[INPUT MATERIAL Boundary: Start]

PR #783, opened 2024-05-14
feat: multisig join --group arg

kentbull:
This adds the capability to specify a multisig group name during `kli multisig join`. Previously the group name was always set to "test alias" which would cause a name collision problems when doing successive `multisig join` commands for different identifiers.

This is similar to the PR to v1.1.14: #782 

There were merge conflicts so the commits couldn't be directly cherry picked.


src/keri/app/cli/commands/multisig/join.py
```diff
@@ -196,17 +201,20 @@ def incept(self, attrs):
 
         if approve:
             if self.auto:
-                alias = "test alias"
+                if self.group is None:
```
pfeairheller, line 204: This is so much better than what we had here!

pfeairheller (approved):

[INPUT MATERIAL Boundary: End]

REQUIRED ACTION
Copy out exactly the lines that run from the one holding "There were merge" through the end of the data above.

TASK RESULT
There were merge conflicts so the commits couldn't be directly cherry picked.


src/keri/app/cli/commands/multisig/join.py
```diff
@@ -196,17 +201,20 @@ def incept(self, attrs):
 
         if approve:
             if self.auto:
-                alias = "test alias"
+                if self.group is None:
```
pfeairheller, line 204: This is so much better than what we had here!

pfeairheller (approved):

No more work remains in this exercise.